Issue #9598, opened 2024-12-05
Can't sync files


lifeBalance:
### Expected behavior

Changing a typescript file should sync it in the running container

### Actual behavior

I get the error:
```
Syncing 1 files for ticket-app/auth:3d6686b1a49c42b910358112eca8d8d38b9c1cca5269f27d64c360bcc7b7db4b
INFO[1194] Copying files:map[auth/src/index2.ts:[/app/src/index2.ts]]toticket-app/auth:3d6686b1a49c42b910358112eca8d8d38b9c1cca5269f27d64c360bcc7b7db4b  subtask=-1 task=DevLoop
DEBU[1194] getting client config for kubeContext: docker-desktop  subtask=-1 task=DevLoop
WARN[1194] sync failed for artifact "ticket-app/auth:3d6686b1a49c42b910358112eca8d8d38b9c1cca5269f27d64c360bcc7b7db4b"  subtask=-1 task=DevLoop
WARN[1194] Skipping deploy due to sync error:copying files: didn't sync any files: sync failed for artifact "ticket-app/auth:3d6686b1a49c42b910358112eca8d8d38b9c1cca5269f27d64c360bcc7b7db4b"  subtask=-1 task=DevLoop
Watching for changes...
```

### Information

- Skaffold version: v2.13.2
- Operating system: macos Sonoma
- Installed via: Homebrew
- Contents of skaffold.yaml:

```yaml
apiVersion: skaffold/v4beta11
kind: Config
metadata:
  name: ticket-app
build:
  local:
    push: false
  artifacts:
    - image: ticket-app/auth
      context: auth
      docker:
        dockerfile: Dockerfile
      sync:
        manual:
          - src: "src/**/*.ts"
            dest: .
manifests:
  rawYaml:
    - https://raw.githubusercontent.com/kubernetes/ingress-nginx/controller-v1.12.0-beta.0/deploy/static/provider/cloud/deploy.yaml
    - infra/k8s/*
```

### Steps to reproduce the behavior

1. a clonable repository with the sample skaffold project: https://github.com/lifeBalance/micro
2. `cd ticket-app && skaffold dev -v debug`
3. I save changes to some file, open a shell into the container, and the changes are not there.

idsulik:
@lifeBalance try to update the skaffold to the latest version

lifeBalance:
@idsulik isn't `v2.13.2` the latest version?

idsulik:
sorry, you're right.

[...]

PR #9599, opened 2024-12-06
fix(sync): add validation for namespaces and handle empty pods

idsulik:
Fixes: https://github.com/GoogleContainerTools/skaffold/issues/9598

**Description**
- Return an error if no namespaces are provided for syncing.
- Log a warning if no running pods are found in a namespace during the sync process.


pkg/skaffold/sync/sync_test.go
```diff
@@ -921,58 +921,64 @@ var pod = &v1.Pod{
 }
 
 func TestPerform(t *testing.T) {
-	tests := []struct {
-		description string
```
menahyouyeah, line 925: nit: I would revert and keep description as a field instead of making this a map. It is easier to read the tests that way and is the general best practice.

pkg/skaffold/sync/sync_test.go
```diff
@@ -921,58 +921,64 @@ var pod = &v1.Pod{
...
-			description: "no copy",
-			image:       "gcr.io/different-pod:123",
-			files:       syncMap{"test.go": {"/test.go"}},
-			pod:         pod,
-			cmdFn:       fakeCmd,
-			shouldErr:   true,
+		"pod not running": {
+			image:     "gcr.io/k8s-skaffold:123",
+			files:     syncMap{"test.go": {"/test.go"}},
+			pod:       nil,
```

————

Please print the records above exactly from their first line. End with the line containing "PR #9599, opened 2024-12-06", and include it.

**RESULT OF THIS TASK**:
Issue #9598, opened 2024-12-05
Can't sync files


lifeBalance:
### Expected behavior

Changing a typescript file should sync it in the running container

### Actual behavior

I get the error:
```
Syncing 1 files for ticket-app/auth:3d6686b1a49c42b910358112eca8d8d38b9c1cca5269f27d64c360bcc7b7db4b
INFO[1194] Copying files:map[auth/src/index2.ts:[/app/src/index2.ts]]toticket-app/auth:3d6686b1a49c42b910358112eca8d8d38b9c1cca5269f27d64c360bcc7b7db4b  subtask=-1 task=DevLoop
DEBU[1194] getting client config for kubeContext: docker-desktop  subtask=-1 task=DevLoop
WARN[1194] sync failed for artifact "ticket-app/auth:3d6686b1a49c42b910358112eca8d8d38b9c1cca5269f27d64c360bcc7b7db4b"  subtask=-1 task=DevLoop
WARN[1194] Skipping deploy due to sync error:copying files: didn't sync any files: sync failed for artifact "ticket-app/auth:3d6686b1a49c42b910358112eca8d8d38b9c1cca5269f27d64c360bcc7b7db4b"  subtask=-1 task=DevLoop
Watching for changes...
```

### Information

- Skaffold version: v2.13.2
- Operating system: macos Sonoma
- Installed via: Homebrew
- Contents of skaffold.yaml:

```yaml
apiVersion: skaffold/v4beta11
kind: Config
metadata:
  name: ticket-app
build:
  local:
    push: false
  artifacts:
    - image: ticket-app/auth
      context: auth
      docker:
        dockerfile: Dockerfile
      sync:
        manual:
          - src: "src/**/*.ts"
            dest: .
manifests:
  rawYaml:
    - https://raw.githubusercontent.com/kubernetes/ingress-nginx/controller-v1.12.0-beta.0/deploy/static/provider/cloud/deploy.yaml
    - infra/k8s/*
```

### Steps to reproduce the behavior

1. a clonable repository with the sample skaffold project: https://github.com/lifeBalance/micro
2. `cd ticket-app && skaffold dev -v debug`
3. I save changes to some file, open a shell into the container, and the changes are not there.

idsulik:
@lifeBalance try to update the skaffold to the latest version

lifeBalance:
@idsulik isn't `v2.13.2` the latest version?

idsulik:
sorry, you're right.

[...]

PR #9599, opened 2024-12-06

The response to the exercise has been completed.